In the listing that follows, locate the line containing "PR #1333, opened 2025-01-30" and the line containing "If we limit". Retype exactly those two lines and every line between them, and nothing more.

**Data records:**
_ _ _ _

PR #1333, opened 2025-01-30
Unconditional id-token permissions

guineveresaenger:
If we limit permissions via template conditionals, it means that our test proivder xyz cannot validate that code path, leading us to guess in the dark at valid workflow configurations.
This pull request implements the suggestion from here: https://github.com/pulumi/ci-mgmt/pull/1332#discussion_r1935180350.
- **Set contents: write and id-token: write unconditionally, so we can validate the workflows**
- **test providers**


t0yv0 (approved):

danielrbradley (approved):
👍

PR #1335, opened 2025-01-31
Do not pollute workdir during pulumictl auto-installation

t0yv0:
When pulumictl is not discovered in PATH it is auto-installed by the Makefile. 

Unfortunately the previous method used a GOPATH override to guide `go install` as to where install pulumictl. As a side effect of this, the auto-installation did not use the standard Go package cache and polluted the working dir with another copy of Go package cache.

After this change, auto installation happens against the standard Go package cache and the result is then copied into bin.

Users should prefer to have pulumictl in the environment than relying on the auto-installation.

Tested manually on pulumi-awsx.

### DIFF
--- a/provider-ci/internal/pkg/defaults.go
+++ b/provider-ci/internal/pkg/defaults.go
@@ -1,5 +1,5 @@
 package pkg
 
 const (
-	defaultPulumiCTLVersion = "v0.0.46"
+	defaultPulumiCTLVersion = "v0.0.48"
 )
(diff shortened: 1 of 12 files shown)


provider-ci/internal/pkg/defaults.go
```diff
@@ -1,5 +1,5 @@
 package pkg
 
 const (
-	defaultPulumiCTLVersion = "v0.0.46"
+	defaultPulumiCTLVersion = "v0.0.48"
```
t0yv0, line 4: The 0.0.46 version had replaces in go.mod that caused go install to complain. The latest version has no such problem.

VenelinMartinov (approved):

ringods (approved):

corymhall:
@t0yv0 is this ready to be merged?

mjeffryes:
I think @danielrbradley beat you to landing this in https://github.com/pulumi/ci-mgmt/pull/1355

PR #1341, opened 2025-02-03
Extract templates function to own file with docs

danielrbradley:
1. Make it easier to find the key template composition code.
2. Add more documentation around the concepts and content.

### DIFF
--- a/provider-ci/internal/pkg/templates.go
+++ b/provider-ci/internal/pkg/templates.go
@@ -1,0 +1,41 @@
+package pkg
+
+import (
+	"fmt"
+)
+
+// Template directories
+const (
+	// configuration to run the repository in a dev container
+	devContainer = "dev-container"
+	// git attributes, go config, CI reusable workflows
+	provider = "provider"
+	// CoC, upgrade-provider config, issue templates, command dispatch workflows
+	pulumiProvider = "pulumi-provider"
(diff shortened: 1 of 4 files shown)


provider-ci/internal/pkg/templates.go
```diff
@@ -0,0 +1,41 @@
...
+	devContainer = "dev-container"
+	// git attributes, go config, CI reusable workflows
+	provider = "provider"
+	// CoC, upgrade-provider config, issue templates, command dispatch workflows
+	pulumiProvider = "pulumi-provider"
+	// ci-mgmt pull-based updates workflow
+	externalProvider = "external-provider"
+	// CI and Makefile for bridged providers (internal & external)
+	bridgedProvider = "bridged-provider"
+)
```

_ _ _ _

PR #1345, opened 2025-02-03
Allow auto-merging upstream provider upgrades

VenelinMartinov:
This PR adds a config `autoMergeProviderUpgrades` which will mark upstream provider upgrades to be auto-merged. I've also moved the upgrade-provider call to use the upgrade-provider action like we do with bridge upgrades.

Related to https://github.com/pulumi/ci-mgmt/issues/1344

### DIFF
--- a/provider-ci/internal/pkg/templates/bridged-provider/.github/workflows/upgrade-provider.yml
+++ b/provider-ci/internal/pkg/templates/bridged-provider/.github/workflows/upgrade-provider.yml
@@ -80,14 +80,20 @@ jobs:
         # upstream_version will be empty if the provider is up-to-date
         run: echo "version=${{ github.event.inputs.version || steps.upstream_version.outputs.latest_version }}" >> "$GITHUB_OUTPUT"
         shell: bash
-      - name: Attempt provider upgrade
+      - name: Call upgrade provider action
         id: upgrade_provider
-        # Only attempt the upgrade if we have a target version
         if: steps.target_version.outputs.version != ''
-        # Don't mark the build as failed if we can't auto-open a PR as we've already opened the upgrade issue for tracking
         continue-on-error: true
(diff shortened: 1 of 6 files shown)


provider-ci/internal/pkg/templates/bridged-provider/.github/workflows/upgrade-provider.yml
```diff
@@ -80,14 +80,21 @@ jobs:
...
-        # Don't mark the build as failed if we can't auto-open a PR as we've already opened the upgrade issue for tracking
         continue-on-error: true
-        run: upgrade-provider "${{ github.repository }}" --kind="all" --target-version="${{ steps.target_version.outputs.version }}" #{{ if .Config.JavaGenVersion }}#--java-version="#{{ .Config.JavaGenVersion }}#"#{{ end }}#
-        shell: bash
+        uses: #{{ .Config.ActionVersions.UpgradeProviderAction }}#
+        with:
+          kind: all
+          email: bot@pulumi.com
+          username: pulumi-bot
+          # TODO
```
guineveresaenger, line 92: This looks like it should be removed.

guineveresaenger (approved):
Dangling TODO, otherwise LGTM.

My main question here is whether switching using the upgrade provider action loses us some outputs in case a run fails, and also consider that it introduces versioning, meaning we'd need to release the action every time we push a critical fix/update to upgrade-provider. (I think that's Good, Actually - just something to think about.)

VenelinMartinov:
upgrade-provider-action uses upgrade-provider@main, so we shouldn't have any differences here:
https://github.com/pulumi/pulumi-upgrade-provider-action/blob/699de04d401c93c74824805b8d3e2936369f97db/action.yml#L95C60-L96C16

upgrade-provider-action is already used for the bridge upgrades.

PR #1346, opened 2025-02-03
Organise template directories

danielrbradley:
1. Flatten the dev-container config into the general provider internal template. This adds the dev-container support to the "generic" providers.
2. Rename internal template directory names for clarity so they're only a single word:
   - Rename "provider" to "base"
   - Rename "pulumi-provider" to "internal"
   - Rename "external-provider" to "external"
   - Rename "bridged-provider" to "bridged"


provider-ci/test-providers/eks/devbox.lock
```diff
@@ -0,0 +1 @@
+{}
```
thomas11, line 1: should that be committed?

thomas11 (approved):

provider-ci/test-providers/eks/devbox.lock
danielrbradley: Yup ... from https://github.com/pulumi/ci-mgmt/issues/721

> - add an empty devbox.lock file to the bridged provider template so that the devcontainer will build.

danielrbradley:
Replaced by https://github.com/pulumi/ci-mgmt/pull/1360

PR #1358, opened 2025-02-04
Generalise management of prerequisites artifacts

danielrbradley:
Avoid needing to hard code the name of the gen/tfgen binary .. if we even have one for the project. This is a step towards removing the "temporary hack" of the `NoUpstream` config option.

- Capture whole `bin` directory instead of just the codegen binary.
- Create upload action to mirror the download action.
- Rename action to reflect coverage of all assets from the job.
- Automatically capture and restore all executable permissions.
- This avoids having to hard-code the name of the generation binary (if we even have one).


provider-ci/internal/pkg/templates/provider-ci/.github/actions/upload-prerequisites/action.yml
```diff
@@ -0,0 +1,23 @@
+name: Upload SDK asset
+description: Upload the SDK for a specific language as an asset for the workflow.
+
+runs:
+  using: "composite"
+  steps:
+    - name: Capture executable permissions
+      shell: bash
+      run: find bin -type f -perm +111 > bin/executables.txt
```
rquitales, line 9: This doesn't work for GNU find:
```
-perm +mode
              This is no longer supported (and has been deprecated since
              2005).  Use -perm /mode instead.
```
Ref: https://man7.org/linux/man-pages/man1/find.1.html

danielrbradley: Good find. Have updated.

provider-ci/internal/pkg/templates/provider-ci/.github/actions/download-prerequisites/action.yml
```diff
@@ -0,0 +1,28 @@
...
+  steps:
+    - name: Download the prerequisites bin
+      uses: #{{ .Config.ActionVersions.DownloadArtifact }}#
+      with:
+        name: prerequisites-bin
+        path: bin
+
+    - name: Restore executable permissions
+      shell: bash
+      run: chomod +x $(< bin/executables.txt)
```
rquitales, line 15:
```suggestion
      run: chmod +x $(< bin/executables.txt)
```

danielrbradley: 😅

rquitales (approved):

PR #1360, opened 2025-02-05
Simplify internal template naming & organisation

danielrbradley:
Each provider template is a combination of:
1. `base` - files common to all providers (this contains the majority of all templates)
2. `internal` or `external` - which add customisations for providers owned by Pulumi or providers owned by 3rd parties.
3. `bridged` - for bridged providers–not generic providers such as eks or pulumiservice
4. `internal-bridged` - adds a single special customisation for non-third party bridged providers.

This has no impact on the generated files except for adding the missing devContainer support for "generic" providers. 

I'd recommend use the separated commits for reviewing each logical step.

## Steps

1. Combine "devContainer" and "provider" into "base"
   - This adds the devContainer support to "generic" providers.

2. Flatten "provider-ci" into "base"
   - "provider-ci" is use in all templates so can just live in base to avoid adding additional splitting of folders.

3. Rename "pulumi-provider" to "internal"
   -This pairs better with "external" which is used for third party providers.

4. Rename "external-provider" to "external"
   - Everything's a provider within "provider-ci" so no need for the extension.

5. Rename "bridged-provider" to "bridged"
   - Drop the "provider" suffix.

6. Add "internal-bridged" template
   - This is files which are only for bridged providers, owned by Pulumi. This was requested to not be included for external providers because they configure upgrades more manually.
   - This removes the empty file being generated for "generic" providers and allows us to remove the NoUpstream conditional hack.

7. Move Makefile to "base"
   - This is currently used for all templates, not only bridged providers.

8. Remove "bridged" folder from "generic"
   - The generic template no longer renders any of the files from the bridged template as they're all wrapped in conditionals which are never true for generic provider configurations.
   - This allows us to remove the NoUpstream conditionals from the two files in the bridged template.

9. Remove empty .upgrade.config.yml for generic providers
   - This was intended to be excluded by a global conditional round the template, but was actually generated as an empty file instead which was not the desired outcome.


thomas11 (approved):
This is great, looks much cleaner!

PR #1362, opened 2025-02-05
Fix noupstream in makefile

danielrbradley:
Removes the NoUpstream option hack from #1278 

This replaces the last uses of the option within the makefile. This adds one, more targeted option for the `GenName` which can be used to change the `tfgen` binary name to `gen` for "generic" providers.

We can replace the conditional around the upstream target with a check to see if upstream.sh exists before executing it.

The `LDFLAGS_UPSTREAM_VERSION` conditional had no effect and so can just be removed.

_ _ _ _

**Solution:**
PR #1333, opened 2025-01-30
Unconditional id-token permissions

guineveresaenger:
If we limit permissions via template conditionals, it means that our test proivder xyz cannot validate that code path, leading us to guess in the dark at valid workflow configurations.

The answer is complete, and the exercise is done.